++++ Extracted data ++++

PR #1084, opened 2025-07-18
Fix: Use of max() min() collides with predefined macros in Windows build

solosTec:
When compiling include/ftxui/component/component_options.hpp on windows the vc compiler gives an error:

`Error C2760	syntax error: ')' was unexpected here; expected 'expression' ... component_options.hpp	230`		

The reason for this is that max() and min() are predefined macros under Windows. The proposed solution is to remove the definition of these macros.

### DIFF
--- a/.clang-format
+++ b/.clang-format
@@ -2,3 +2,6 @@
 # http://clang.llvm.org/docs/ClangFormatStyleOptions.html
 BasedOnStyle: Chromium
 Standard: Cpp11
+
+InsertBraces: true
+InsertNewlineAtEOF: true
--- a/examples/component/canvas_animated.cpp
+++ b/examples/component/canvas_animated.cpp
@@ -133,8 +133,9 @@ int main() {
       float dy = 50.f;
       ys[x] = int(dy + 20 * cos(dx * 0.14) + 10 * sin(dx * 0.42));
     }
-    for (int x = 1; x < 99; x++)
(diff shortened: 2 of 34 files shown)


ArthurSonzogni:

++++
++++ Extracted data ++++

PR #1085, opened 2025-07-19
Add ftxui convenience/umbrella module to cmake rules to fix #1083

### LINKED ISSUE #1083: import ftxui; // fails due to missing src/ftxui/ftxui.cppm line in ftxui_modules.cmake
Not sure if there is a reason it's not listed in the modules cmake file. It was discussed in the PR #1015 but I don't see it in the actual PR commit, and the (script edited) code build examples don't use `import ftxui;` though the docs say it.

++++

• _Exercise requirements_
Look above for the line with "PR #1084, opened 2025-07-18" and the line with "1; x < 99; x++)". Retype those two lines and every line between them exactly, adding nothing.

• _Solution for this task_
PR #1084, opened 2025-07-18
Fix: Use of max() min() collides with predefined macros in Windows build

solosTec:
When compiling include/ftxui/component/component_options.hpp on windows the vc compiler gives an error:

`Error C2760	syntax error: ')' was unexpected here; expected 'expression' ... component_options.hpp	230`		

The reason for this is that max() and min() are predefined macros under Windows. The proposed solution is to remove the definition of these macros.

### DIFF
--- a/.clang-format
+++ b/.clang-format
@@ -2,3 +2,6 @@
 # http://clang.llvm.org/docs/ClangFormatStyleOptions.html
 BasedOnStyle: Chromium
 Standard: Cpp11
+
+InsertBraces: true
+InsertNewlineAtEOF: true
--- a/examples/component/canvas_animated.cpp
+++ b/examples/component/canvas_animated.cpp
@@ -133,8 +133,9 @@ int main() {
       float dy = 50.f;
       ys[x] = int(dy + 20 * cos(dx * 0.14) + 10 * sin(dx * 0.42));
     }
-    for (int x = 1; x < 99; x++)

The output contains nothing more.